2. O Tribunal de origem confirmou o entendimento do Juízo, veiculado
em embargos à execução, quanto à exigibilidade de título judicial, transitado
em julgado em 30 de junho de 1999, no qual condenado o Instituto Nacional
do Seguro Social – INSS a revisar o critério de correção de benefício
previdenciário, levando em conta a média da variação integral da inflação nos
meses de novembro e dezembro de 1993 e janeiro e fevereiro de 1994.
Consoante consignado, o Juízo aludiu à decisão do Tribunal Regional Federal
da 4ª Região que dispôs sobre o artigo 20, inciso I, da Lei nº 8.880/1994,
mais precisamente da inconstitucionalidade do vocábulo “nominal", na
conversão do benefício em Unidade Real de Valor – URV. Realçou ter a
preclusão maior ocorrido em momento anterior ao exame, pelo Supremo, do
recurso extraordinário nº 313.382, em 26 de setembro de 2002, em que
reconhecida a constitucionalidade da expressão “nominal" contida no
dispositivo legal.
No extraordinário, protocolado com alegada base na alínea “a" do
permissivo constitucional, o recorrente aponta transgressão ao artigo 5º, inciso
XXXVI, da Constituição Federal. Diz da possibilidade de relativização da coisa
julgada quando pesar dúvida quanto à harmonia de dispositivo com a Lei
Fundamental, articulando com o artigo 741, parágrafo único, do Código de
Processo Civil de 1973. Argumenta serem inexistentes os atos normativos
declarados inconstitucionais por este Tribunal, de modo que, conforme aduz,
negar execução a sentença inconstitucional não afronta a preclusão maior.

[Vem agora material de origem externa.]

Issue #357, opened 2017-07-01
Concepts for set-theoretic functions


shreyans800755:
At the moment, there are no concepts written for set-theoretic functions, due to which minor errors lengthens up to multiple pages unnecessarily.

shreyans800755:
Working on issue, will create PR as soon as considerable work is done.

ldionne:
Awesome! Thanks a lot! Feel free to submit a PR with whatever you've got so that we can iterate on the wording of the concepts, which I expect will take a few iterations to get right.

shreyans800755:
@ldionne Sure. Just want to clarify: Do we need different commits for different set-theoretic-functions or single ?

ldionne:
Not sure I understand. What I refer to when I say concepts is adding a new concept like `Monad` or `Foldable`, but suitable for set-theoretic operations. That should not require changing the existing functions except in a very mechanical way. Either one or many commits is fine, I don't have a preference so long as the PR is convenient to review.

shreyans800755:
@ldionne Are we looking for different concepts for different set-theoretic functions, or just a single one for all ?

ldionne:
Ideally a single one for all. Just like `Functor` has `transform`, `replace_if`, `replace`, etc.., I am looking for some `SetTheoretic` concept (name TBD) that has `difference`, `union`, `intersection`, etc...

PR #364, opened 2017-08-20
[SetTheoretic] Add SetTheoretic concept

shreyans800755:
It adds SetTheoretic concept for functions-
union, intersection, difference, symmetric_difference.

Closes https://github.com/boostorg/hana/issues/357


shreyans800755:
@ldionne Can you please review this ?

example/misc/infinite_set.cpp
```diff
@@ -49,6 +50,11 @@ constexpr auto doubleton(X x, Y y) {
 
 namespace boost { namespace hana {
     template <>
+    struct SetTheoretic<infinite_set_tag> {
+        static constexpr bool value = true;
+    };
```
ricejasonf: If the point of the `SetTheoretic` concept is to guarantee that all associated functions are implemented, then being able to just opt in to use `union` in this case is probably incorrect.

For this example, I would suggest either implementing the remaining functions or just make a custom `union` function. (not sure which is preferable)

shreyans800755: I was thinking it the other way around. If you want to use any of the set theoretic functions (at least one of 4 available at the moment), then it should have a concept `SetTheoretic`. Container doesn't need to implement all 4 operations IMO.
Essentially it means that if you want to use any of these 4 functions, container must be `SetTheoretic`.

ricejasonf: Your documentation specifies a minimal complete definition including all four functions. I think this is what makes the concept useful, the guarantee that those functions work.

include/boost/hana/fwd/concept/set_theoretic.hpp
```diff
@@ -0,0 +1,37 @@
...
+BOOST_HANA_NAMESPACE_BEGIN
+    //! @ingroup group-concepts
+    //! @defgroup group-SetTheoretic SetTheoretic
+    //! The `SetTheoretic` concept represents data structures supporting
+    //! set-theoretic functions like union, instersection, difference,
+    //! and symmetric_difference.
+    //!
+    //! Minimal complete definition
+    //! ---------------------------
+    //! `union_`, `intersection`, `difference` and `symmetric_difference`
```
ldionne: `symmetric_difference` can be derived from `union` and `difference`, see [this](https://en.wikipedia.org/wiki/Symmetric_difference#Properties). Hence, I don't think it should be part of the minimal complete definition.

include/boost/hana/fwd/concept/set_theoretic.hpp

Consoante assevera, o cumprimento da sentença acarretará o enriquecimento
sem causa do recorrido, prejudicando os administrados.
Em sessão no dia 4 de maio de 2016, o Supremo, na ação direta de
inconstitucionalidade nº 2.418, relator o ministro Teori Zavascki, por maioria,
oportunidade na qual fiquei vencido, concluiu o exame da controvérsia
versada neste processo. Eis a síntese do pronunciamento, publicado no Diário
da Justiça de 17 de novembro de 2016:
CONSTITUCIONAL. LEGITIMIDADE DAS NORMAS
ESTABELECENDO PRAZO DE TRINTA DIAS PARA EMBARGOS À
EXECUÇÃO CONTRA A FAZENDA PÚBLICA (ART. 1º-B DA LEI 9.494/97) E
PRAZO PRESCRICIONAL DE CINCO ANOS PARA AÇÕES DE
INDENIZAÇÃO CONTRA PESSOAS DE DIREITO PÚBLICO E
PRESTADORAS DE SERVIÇOS PÚBLICOS (ART. 1º-C DA LEI 9.494/97).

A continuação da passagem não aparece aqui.